AUGUSTA — Justice Nancy Mills, who presides at the Kennebec County Co-Occurring Disorders and Veterans Court, looked at the 11 people graduating from those court diversion programs.

“Everyone today has a smile, but it wasn’t always like that,” she said as she described some of their struggles to complete the rigorous requirements of the courts for the 100 or so people watching Monday’s ceremony in Kennebec County Superior Court.

With 14 participants — three graduating at a separate ceremony later — it was the largest graduation class ever.

Ten men successfully completed the Veterans Court, and four people successfully completed the Co-Occurring Disorders Court.

“Our 14 graduates today faced a potential maximum combined total of 532 months of incarceration, more than 44.3 years, if they had failed in the Co-Occurring Disorders and Veterans Court and had been given the worst case sentences, some of which involved open pleas to serious felony charges,” Mills said. “Instead, these graduates served a total of 1,440 days or 3.9 years, based on the best case sentences.”

Mills offered some other numbers as well, saying 104 defendants were admitted to the Co-Occurring Court with 43 terminated before graduating. The Veterans Court admitted 26 people with three terminated before graduating.


Veterans Court graduate Joseph Harmon, 32, of Lewiston, proudly pointed out his 7-month-old son and said he was grateful to the court for helping him turn his life around. “It’s a great opportunity they offered to us to get our lives back in order,” Harmon said.

Harmon was convicted of drug trafficking charges and entered veterans’ court in September 2013. After serving some initial jail time and completing the program, he’s looking forward to his wedding. Fellow veterans court graduate Jason Richardson, 37, of Augusta, will be his best man. Those two and others in the program worked on building a gazebo on the grounds of a sober living house for veterans in Hallowell.

The gazebo is a memorial to two former veterans court participants who died of drug overdoses.

Jennifer Higgins, 32, of Augusta, entered the court program in July 2013 after pleading guilty to theft charges and completed it late last month. On Monday she said her goal is to go back to college to become certified as a drug and alcohol counselor. Higgins said the court participants have become like family.

“We do all we can to help each other out,” she said.

Higgins had turned to Alcoholics Anonymous to help her overcome her drug problems, Mills said, and regained a good relationship with her family.


“If the CODC had a prom, this would be the prom queen,” Mills said. “I will miss her because I know she is leaving this court, and I will not be seeing her on any future criminal dockets.”

Mills introduced the graduates in the courtroom by first names only.

One man left his home in Portland to move to Augusta to participate in the program, living first at the homeless shelter in Augusta. Now he has an apartment and a passion for working on the Bond Brook Trails and at the Viles Arboretum, both in Augusta.

Mills said that two years after entering the court, he is “180 degrees from hungry, homeless and depressed.”

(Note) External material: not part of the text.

Issue #1956, opened 2018-03-14
[Helix OS X test failure] ls: /cores: No such file or directory


markwilkie:
@joshfree commented on [Wed Mar 14 2018](https://github.com/dotnet/core-eng/issues/2904)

Mills recounted the service records of the veterans court participants, including all the medals they received, and noted that some got into drugs as a result of self-medicating for post-traumatic stress disorder as well as a result of being given medication for injuries they suffered. Several of the graduates work at the U.S. Department of Veterans Affairs Maine Healthcare System at Togus.

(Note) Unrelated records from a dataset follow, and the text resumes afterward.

PR #1977, opened 2018-03-22
Make finding the branch from GIT more robust.

vancem:
Previously I tried to include the GIT branch name in the versioning information.   I used the 
rev-parse command , which worked locally but does not work if you don't have a local branch (which 
is what we do when we build in our automation).   The result is we get a unhelpful 'HEAD' as the 
name of the commit.

Changed this to use 'git describe -all' which should use all the remote branches as well.   I also changed
the logic so that if we don't get something reasonably sane out of 'git describe' I give up and don't put
any branch information in.  

I have tested this locally, but it still may need tweeks.   Still at worst it doesn't include branch information.

### DIFF
--- a/src/Microsoft.DotNet.Build.Tasks/PackageFiles/versioning.targets
+++ b/src/Microsoft.DotNet.Build.Tasks/PackageFiles/versioning.targets
@@ -264,8 +264,8 @@
       Condition="'$(SkipVersionGeneration)' != 'true' AND '$(VersionPropsImported)' != 'true'">
 
     <!-- ############################### -->
-    <Exec Command="git rev-parse --abbrev-ref HEAD 2>&amp;1" StandardOutputImportance="Low" IgnoreExitCode="true" IgnoreStandardErrorWarningFormat="true" ConsoleToMSBuild="true" Condition="'$(GitBranchName)' == ''">
-      <Output TaskParameter="ConsoleOutput" PropertyName="GitBranchName" />
+    <Exec Command="git describe --all HEAD 2>&amp;1" StandardOutputImportance="Low" IgnoreExitCode="true" IgnoreStandardErrorWarningFormat="true" ConsoleToMSBuild="true" Condition="'$(RawGitBranchName)' == ''">
+      <Output TaskParameter="ConsoleOutput" PropertyName="RawGitBranchName" />
     </Exec>
 
     <!-- ############################### -->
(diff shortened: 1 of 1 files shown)


vancem:
cc: @dagood

src/Microsoft.DotNet.Build.Tasks/PackageFiles/versioning.targets
```diff
@@ -284,6 +284,17 @@
       <LatestCommit>N/A</LatestCommit>
     </PropertyGroup>
 
+
```
dagood: \<nit> Extra newline, should just be one between sections.

src/Microsoft.DotNet.Build.Tasks/PackageFiles/versioning.targets
```diff
@@ -284,6 +284,17 @@
...
+    <!-- If things match expected patterns, create $(GitBranchName) from $(RawGitBranchName) -->
+    <Message Text="GIT Branch Name as seen by git describe: '$(RawGitBranchName)'" /> 
+    <PropertyGroup Condition="$(RawGitBranchName.StartsWith('he:ads/'))">
```
dagood: Is the `:` in `'he:ads/'` a typo?

src/Microsoft.DotNet.Build.Tasks/PackageFiles/versioning.targets
```diff
@@ -284,6 +284,17 @@
...
+      <GitBranchName>$(RawGitBranchName.SubString(6))</GitBranchName>
+    </PropertyGroup>
+    <PropertyGroup Condition="$(RawGitBranchName.StartsWith('remotes/origin/'))">
```
dagood: Do you think it would be worth it to make this generic rather than assuming the remote's called `origin`?

src/Microsoft.DotNet.Build.Tasks/PackageFiles/versioning.targets
vancem: For what it was worth, the first two issues were because I staged the edit early and forgot to stage it again (thus pushed stale things).  Anyway it is fixed now.

src/Microsoft.DotNet.Build.Tasks/PackageFiles/versioning.targets
vancem: MSBuild does have search and substitute, so it is not that big of a deal to do this, but I do wonder whether it is interesting.   Build servers are likely to be the simplest case (clone some other repo in the simplest way possible), and thus you will get 'origin'   Given that if we are wrong it is not fatal (no worse then what we have now) I am OK with reacting as needed.  If we know it is going to be an issue, I can do it now...  Do you think we will have a problem?

dagood: That's true, I agree this almost definitely won't be a problem for official builds. It can be fixed for dev builds if somebody cares, but I think that's unlikely.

During the graduation ceremony, Maine Supreme Judicial Court Chief Justice Leigh Saufley presented an award from the Maine Judicial Branch to attorneys Joe Hahn, of Freeport, and Jack Richards, of Hallowell, and to Norman “Ziggy” Lawrence, of Albion. The three men, all veterans themselves, volunteer as mentors for the veterans court participants, offering transportation, advice and encouragement.

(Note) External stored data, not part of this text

PR #1978, opened 2018-03-22
Revert "Filter out empty dependencies from promotion consideration"

weshaggard:
This reverts commit e8f73c0d8d8891fddacc344ddda1e702015d5dbd.

This commit causes other issues like https://github.com/dotnet/corefx/issues/26390
we need to revert and find another solution to the original issue
https://github.com/dotnet/corefx/issues/26129

cc @ericstj @joperezr


weshaggard:
>Thanks for fixing. Did we figure out what will we do for the netstandard.library case? 

CoreFX PR incoming.

weshaggard:
https://github.com/dotnet/corefx/pull/28387 is the alternative fix.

“I consider it to be a privilege to work with the guys I work with,” Lawrence said. He responds to calls for help from the veterans court participants after hours and on weekends and brought movies into the veterans bloc in the Kennebec County jail on Christmas night and New Year’s night.

“If you give somebody your number and say, ‘Call me,’ it doesn’t mean just from 8 to 5,” Lawrence said.

The Co-Occurring Disorders Court began in 2005 and handles defendants with mental health and substance abuse problems. The Veterans Court portion began in 2011.